Company Security Policies – CompTIA Network+ N10-006 – 4.8

Companies rely on security policies for their WAN to manage and secure traffic flows. In this video, you’ll learn about traffic blocking policies and traffic throttling technologies.
<< Previous: Troubleshooting Customer Premise EquipmentNext: Understanding the OSI Model >>

On the inside of your local area network you have a relatively large amount of bandwidth, and we tend to trust the users that are on our local networks. When you’re communicating, though though, out over the WAN, you lose a lot of that trust. And you also have limitations on the amount of bandwidth available. Because of that, security policies become very important in wide area networks.

The idea of allowing or blocking certain kinds of traffic over a wide area network tend to be more of a philosophical conversation. Different organizations like to do things different ways. If you are a school or university and there are a lot of people doing research, you tend to have a more open wide area network. If you’re a private organization, you might have a very different set of security policies.

Some of the policies might be based around what to block and how the block it. You may be blocking traffic based on a URL. It might be based on the type of applications that are going over the wide area network. Or you may decide that certain users or certain groups of users may have access to different kinds of information over the wide area network.

Another philosophy is that you block everything and you only enable access to sites that are specifically allowed for your organization. This is obviously going to require a good bit of administration, because somebody’s going to need to add every single location the people need to communicate with.

Perhaps a more common way of communicating over these wide area networks is that you allow all traffic to pass, except for certain sites where you’ve made an exception. And in those cases you would be setting up blocks based on URLs, categories or applications, or some other criteria. This certainly makes things easier to administer, but it could be argued that it makes it a bit less secure as well.

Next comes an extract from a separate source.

PR #877, opened 2017-03-07
[requires.io] dependency update on master branch

anthrotype:


anthrotype:
hm., don't know where this is coming from, I don't remember having authorized requires.io to do that.. One update bot is enough.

One of the challenges we have with wide area networks is that we only have a certain amount of bandwidth available to use. And unfortunately a number of our modern applications like to use a lot of bandwidth. So now administrators tend to throttle traffic that’s going over the network.

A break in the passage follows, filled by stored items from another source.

Issue #829, opened 2017-02-02
Add ability for parser to handle some comments


mhosken:
When processing fea files, particularly when generating fea, it would be good to be able to process some comments. Some applications include processing information in comments and it would be good to be able to see them. When writing a fea to fea type processor, it would be good to pass comments through.

Arbitrary handling of comments is hard, and therefore I propose that we only support comments in certain locations (between statements).

I am happy to do the work.

anthrotype:
That would be nice, thanks for working on this!

brawer:
Adding comments to the syntax tree sounds like a good idea. Thanks for doing it.

PR #879, opened 2017-03-08
Add support for comments to parser

mhosken:
This addresses issue #829. All comments end up on a line of their own and there are plenty of places where comments are still not allowed. But I hope this does support all the sensible places where people might put comments. The only ones of interest that may get missed are:

- Inside classes
- Within a rule
- Within lists of values for some tables

I.e. comments are only supported between statements.

### DIFF
--- a/Lib/fontTools/feaLib/lexer.py
+++ b/Lib/fontTools/feaLib/lexer.py
@@ -5,6 +5,7 @@ from fontTools.feaLib.error import FeatureLibError
 import re
 import os
 
+
 class Lexer(object):
     NUMBER = "NUMBER"
     FLOAT = "FLOAT"
--- a/Lib/fontTools/feaLib/lexer.py
+++ b/Lib/fontTools/feaLib/lexer.py
@@ -5,7 +5,6 @@ from fontTools.feaLib.error import FeatureLibError
 import re
 import os
 
-
 class Lexer(object):
     NUMBER = "NUMBER"
     FLOAT = "FLOAT"
@@ -33,6 +32,9 @@ class Lexer(object):
     MODE_NORMAL_ = "NORMAL"
     MODE_FILENAME_ = "FILENAME"
 
+    _OMITS = {NEWLINE}
+    _OMITC = {NEWLINE, COMMENT}
+
     def __init__(self, text, filename):
         self.filename_ = filename
         self.line_ = 1
@@ -45,13 +47,13 @@ class Lexer(object):
     def __iter__(self):
         return self
 
-    def next(self):  # Python 2
-        return self.__next__()
+    def next(self, comments = False):  # Python 2
+        return self.__next__(comments)
 
-    def __next__(self):  # Python 3
+    def __next__(self, comments = False):  # Python 3
         while True:
             token_type, token, location = self.next_()
-            if token_type not in {Lexer.COMMENT, Lexer.NEWLINE}:
+            if token_type not in (Lexer._OMITS if comments else Lexer._OMITC):
                 return (token_type, token, location)
 
     def location_(self):
@@ -193,14 +195,14 @@ class IncludingLexer(object):
     def __iter__(self):
         return self
 
-    def next(self):  # Python 2
-        return self.__next__()
+    def next(self, comments = False):  # Python 2
+        return self.__next__(comments)
 
-    def __next__(self):  # Python 3
+    def __next__(self, comments = False):  # Python 3
         while self.lexers_:
             lexer = self.lexers_[-1]
             try:
-                token_type, token, location = lexer.next()
+                token_type, token, location = lexer.next(comments)
             except StopIteration:
                 self.lexers_.pop()
                 continue
--- a/Lib/fontTools/feaLib/lexer.py
+++ b/Lib/fontTools/feaLib/lexer.py
@@ -32,8 +32,8 @@ class Lexer(object):
     MODE_NORMAL_ = "NORMAL"
     MODE_FILENAME_ = "FILENAME"
 
-    _OMITS = {NEWLINE}
-    _OMITC = {NEWLINE, COMMENT}
+    _OMITMINIMUM = {NEWLINE}
+    _OMITCOMMENTS = {NEWLINE, COMMENT}
 
     def __init__(self, text, filename):
         self.filename_ = filename
@@ -47,13 +47,13 @@ class Lexer(object):
     def __iter__(self):
         return self
 
-    def next(self, comments = False):  # Python 2
+    def next(self, comments=False):  # Python 2
         return self.__next__(comments)
 
-    def __next__(self, comments = False):  # Python 3
+    def __next__(self, comments=False):  # Python 3
         while True:
             token_type, token, location = self.next_()
-            if token_type not in (Lexer._OMITS if comments else Lexer._OMITC):
+            if token_type not in (Lexer._OMITMINIMUM if comments else Lexer._OMITCOMMENTS):
                 return (token_type, token, location)
 
     def location_(self):
@@ -195,10 +195,10 @@ class IncludingLexer(object):
     def __iter__(self):
         return self
 
-    def next(self, comments = False):  # Python 2
+    def next(self, comments=False):  # Python 2
         return self.__next__(comments)
 
-    def __next__(self, comments = False):  # Python 3
+    def __next__(self, comments=False):  # Python 3
         while self.lexers_:
             lexer = self.lexers_[-1]
             try:
--- a/Lib/fontTools/feaLib/lexer.py
+++ b/Lib/fontTools/feaLib/lexer.py
@@ -32,9 +32,6 @@ class Lexer(object):
     MODE_NORMAL_ = "NORMAL"
     MODE_FILENAME_ = "FILENAME"
 
-    _OMITMINIMUM = {NEWLINE}
-    _OMITCOMMENTS = {NEWLINE, COMMENT}
-
     def __init__(self, text, filename):
         self.filename_ = filename
         self.line_ = 1
@@ -47,13 +44,13 @@ class Lexer(object):
     def __iter__(self):
         return self
 
-    def next(self, comments=False):  # Python 2
-        return self.__next__(comments)
+    def next(self):  # Python 2
+        return self.__next__()
 
-    def __next__(self, comments=False):  # Python 3
+    def __next__(self):  # Python 3
         while True:
             token_type, token, location = self.next_()
-            if token_type not in (Lexer._OMITMINIMUM if comments else Lexer._OMITCOMMENTS):
+            if token_type != Lexer.NEWLINE:
                 return (token_type, token, location)
 
     def location_(self):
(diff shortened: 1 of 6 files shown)


Lib/fontTools/feaLib/parser.py
```diff
@@ -1339,14 +1363,24 @@ def expect_string_(self):
...
-            (self.next_token_type_, self.next_token_,
-             self.next_token_location_) = self.lexer_.next()
-        except StopIteration:
-            self.next_token_type_, self.next_token_ = (None, None)
+    def advance_lexer_(self, comments = False):
+        if not self.ignore_comments and comments and len(self.cur_comments_):
+            self.cur_token_type_ = Lexer.COMMENT
+            self.cur_token_, self.cur_token_location_ = self.cur_comments_.pop(0)
+            return
+        else
```
brawer: Missing colon (see test failures)

Lib/fontTools/feaLib/lexer.py
```diff
@@ -33,6 +32,9 @@ class Lexer(object):
     MODE_NORMAL_ = "NORMAL"
     MODE_FILENAME_ = "FILENAME"
 
+    _OMITS = {NEWLINE}
```
brawer: The name is a bit cryptic.

Lib/fontTools/feaLib/lexer.py
```diff
@@ -45,13 +47,13 @@ def __init__(self, text, filename):
...
-        return self.__next__()
+    def next(self, comments = False):  # Python 2
+        return self.__next__(comments)
 
-    def __next__(self):  # Python 3
+    def __next__(self, comments = False):  # Python 3
         while True:
             token_type, token, location = self.next_()
-            if token_type not in {Lexer.COMMENT, Lexer.NEWLINE}:
+            if token_type not in (Lexer._OMITS if comments else Lexer._OMITC):
```
brawer: This might be a bit easier to read? Then you don’t need such cryptic constants.

```python
if token_type == COMMENT and not comments:
    continue
if token_type == Lexer.NEWLINE:
    continue
```

Or perhaps:

```python
ignore = ((token_type == Lexer.NEWLINE) or
          (token_type == Lexer.COMMENT and not comments))
if not ignore:
    return (token_type, token, location)
```

Lib/fontTools/feaLib/parser.py
mhosken: python colons. Syntactic sugar that should be optional, especially designed to frustrate just me! :)

Lib/fontTools/feaLib/lexer.py
```diff
@@ -193,14 +195,14 @@ def __init__(self, featurefile):
     def __iter__(self):
         return self
 
-    def next(self):  # Python 2
-        return self.__next__()
+    def next(self, comments = False):  # Python 2
```
brawer: Style nitpick from [PEP8](https://www.python.org/dev/peps/pep-0008/#other-recommendations): “Don’t use spaces around the = sign when used to indicate a keyword argument or a default parameter value”.

Tests/feaLib/builder_test.py
```diff
@@ -154,6 +156,7 @@ def check_fea2fea_file(self, name, base=None, parser=Parser):
                 sys.stderr.write(line+"\n")
             self.fail("Fea2Fea output is different from expected. "
                       "Generated:\n{}\n".format("\n".join(actual)))
+        parser.ignore_comments = temp
```
anthrotype: a `try: ... finally: ...`, or a [context manager](https://docs.python.org/3.6/library/contextlib.html#contextlib.contextmanager) could be used here to temporarily patch the `parser` module and ensure it is restored to the original state, whether or not exceptions are raised within the block.

Lib/fontTools/feaLib/lexer.py
```diff
@@ -5,7 +5,6 @@
 import re
 import os
 
-
```
anthrotype: no need to remove this empty line

Lib/fontTools/feaLib/lexer.py
mhosken: I chose the route I did for speed. But I'm happy to go slow and pretty if you like.

Tests/feaLib/builder_test.py
mhosken: No because then you are introducing a redundant exception capture, which would require re-raising any exceptions raised in the code inside. Just go with a temporary variable.

Lib/fontTools/feaLib/lexer.py
mhosken: Correct, and there is no need for it. Is is important to have 3 empty lines there? Is that part of your coding standard.

anthrotype: two empty lines should be fine.

Lib/fontTools/feaLib/lexer.py
mhosken: wow yes very nit picky. I hadn't realise just how nit picky for PEP8 this code base is. Perhaps we need a PEP8 reviewer in the continuous integration testing. I think there is one around somewhere.

Tests/feaLib/builder_test.py
anthrotype: a `try: ... finally: ...` block will _not_ capture exceptions but let them propagate; it will only ensure that `finally:` statement is always called whether exceptions are raised or not. If one wishes to handle an exception, one needs to use `except:`.

the temporary variable is risky because if anything goes wrong (the test errors or fails) it will change the global state of the module.

Lib/fontTools/feaLib/lexer.py
anthrotype: one of the reason we didn't add an automatic PEP8 checker (e.g. flake8) to the CI is because unfortunately half of the code base will not pass the test... :)
But we try to ensure that new code which is added follows it as far as possible, without being overly strict. The spaces around the equal sign look a bit odd to me as well.

Lib/fontTools/feaLib/lexer.py
```diff
@@ -45,13 +47,13 @@ def __init__(self, text, filename):
     def __iter__(self):
         return self
 
-    def next(self):  # Python 2
-        return self.__next__()
+    def next(self, comments=False):  # Python 2
```
anthrotype: an `iterator.__next__()` method cannot not take any extra argument (besides `self`):
https://docs.python.org/3.6/library/stdtypes.html#iterator.__next__

mhosken: I have the following text in my rendering of that page:


iterator.__next__()

    Return the next item from the container. If there are no further items, raise the StopIteration exception. This method corresponds to the tp_iternext slot of the type structure for Python objects in the Python/C API.

No mention of extra parameters, which would obviously have to be named parameters. It also doesn't mention that in normal cases you never call the __next__ method directly.

I really don't want to go down the road of constantly switching the state of the Lexer. Hmm, in the case of the parser, if I did that, then I would turn on passing comments, and perhaps not have the option to turn it off. Is that preferred?

anthrotype: > No mention of extra parameters

sorry, I miss-typed `cannot not`, I meant `cannot`: no extra parameters are allowed in the iterator API.

anthrotype: > in normal cases you never call the next method directly

the `__next__()` method is called upon by the `next()` built-in function
https://docs.python.org/3/library/functions.html#next

Lib/fontTools/feaLib/parser.py
```diff
@@ -787,9 +792,11 @@ def parse_table_(self):
 
     def parse_table_GDEF_(self, table):
         statements = table.statements
-        while self.next_token_ != "}":
-            self.advance_lexer_()
-            if self.is_cur_keyword_("Attach"):
+        while self.next_token_ != "}" or (not self.ignore_comments and len(self.cur_comments_)):
```
brawer: Actually, does the parser really need to have a special mode for ignoring comments? If it always recognized comments, and always added them to the syntax tree, the API would be simpler. One less option to worry about.

mhosken: OK Let's do that then. In answer to @anthrotype, yes the number of fixed position parameters to any function is, well, fixed. But you can have any number of named parameters. There is nothing special about next() in that respect.

anthrotype: >  you can have any number of named parameters

only that you won't be able to pass those to the `next()` built-in function, which only takes the iterator object.

Lib/fontTools/feaLib/lexer.py
```diff
@@ -195,14 +192,14 @@ def __init__(self, featurefile):
...
+    def next(self):  # Python 2
+        return self.__next__()
 
-    def __next__(self, comments=False):  # Python 3
+    def __next__(self):  # Python 3
         while self.lexers_:
             lexer = self.lexers_[-1]
             try:
-                token_type, token, location = lexer.next(comments)
+                token_type, token, location = lexer.next()
```
anthrotype: Could we change all occurrence of `lexer.next()` with `next(lexer)`?
I know, it works in both cases,  but using the latter idiom would make it appear less legacy python 2.

/cc @brawer 

```
$ git grep "\.next()"
Lib/fontTools/feaLib/lexer.py:202:                token_type, token, location = lexer.next()
Lib/fontTools/feaLib/lexer.py:207:                fname_type, fname_token, fname_location = lexer.next()
Lib/fontTools/feaLib/lexer.py:210:                #semi_type, semi_token, semi_location = lexer.next()
Lib/fontTools/feaLib/parser.py:1379:                 self.next_token_location_) = self.lexer_.next()
Lib/fontTools/voltLib/parser.py:598:             self.next_token_location_) = self.lexer_.next()
```

Lib/fontTools/feaLib/parser.py
```diff
@@ -10,13 +10,15 @@
 import re
 
 
+
```
anthrotype: sorry to be such a pain.. but maybe you could set your text editor to not add/remove empty lines at random?

Lib/fontTools/feaLib/parser.py
```diff
@@ -10,13 +10,15 @@
...
 log = logging.getLogger(__name__)
 
 
 class Parser(object):
 
     extensions = {}
     ast = ast
+    ignore_comments=True
```
anthrotype: when the equal sign is used in assignments, it usually is surrounded by spaces
(to be clear, I don't enjoy playing the pep8-er).

Lib/fontTools/feaLib/parser.py
mhosken: I put the line back because you asked me. My editor does what I ask it :) So do you want that line in there or not?

anthrotype: no, I asked you to not remove line 8 of lexer.py; but you kept the removal, and instead added a new empty line in `parser.py`...
Anyway, not worth arguing about these minor things :)
I simply don't want random whitespace changes to distract from the content of the patch.

anthrotype:
changes LGTM, thanks!

mhosken:
> no, I asked you to not remove line 8 of lexer.py; but you kept the removal, and instead added a new empty line in `parser.py`...
> Anyway, not worth arguing about these minor things :)
> I simply don't want random whitespace changes to distract from the content of the patch.

Please bear in mind that you and I have spent waaaay more timing sending emails back and forth about this one minor whitespace niggle than either of us would have spent if we had ignored the issue and read through it. There is no need to make the perfect patch given there are 3 capable people reading it. Yes if it's really ugly, then fine. But for one redundant change?

All changes to changes have costs.

anthrotype:
The Travis macOS build is taking more than 3 hours to complete...
I'll merge this, since it's gonna pass anyway.

Lib/fontTools/feaLib/parser.py
brawer: >> Actually, does the parser really need to have a special mode for ignoring comments? 

> OK Let's do that then.

Done in https://github.com/fonttools/fonttools/pull/882.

And you can usually do this with firewalls or routers or specialized quality-of-service devices that you can have in line with all your network traffic. This means that you can still allow all of this traffic to pass over the wide area network, but you can limit the impact that a type of application might have on all of the other traffic going over the WAN.

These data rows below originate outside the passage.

PR #2351, opened 2021-07-01
sort shared tuples produced by Counter.most_common()

garretrieger:
In python 3.7 and earlier most_common() sorts first by the item count and then arbitrarily in the event of ties. This can result in two identical instancing operations producing different binary results.


anthrotype:
thanks Garret!

anthrotype:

A good example of this might be controlling how much streaming media is going over that wide area network connection. You may want to allow access to YouTube, but provide an additional priority for traffic that is mission critical. That way your mission-critical data still gets through, but everybody still able to watch their YouTube videos.

There’s a concept with wide area network providers called the “fair access policy,” where the provider is providing exactly the same access to everybody who’s using the network. This, of course, tends to break down a bit when you consider that a small number of users are actually using the most amount of bandwidth across the network. So this is where internet service providers start to use technologies like quality of service and traffic prioritization to allow everyone to gain access to all of the resources across the network.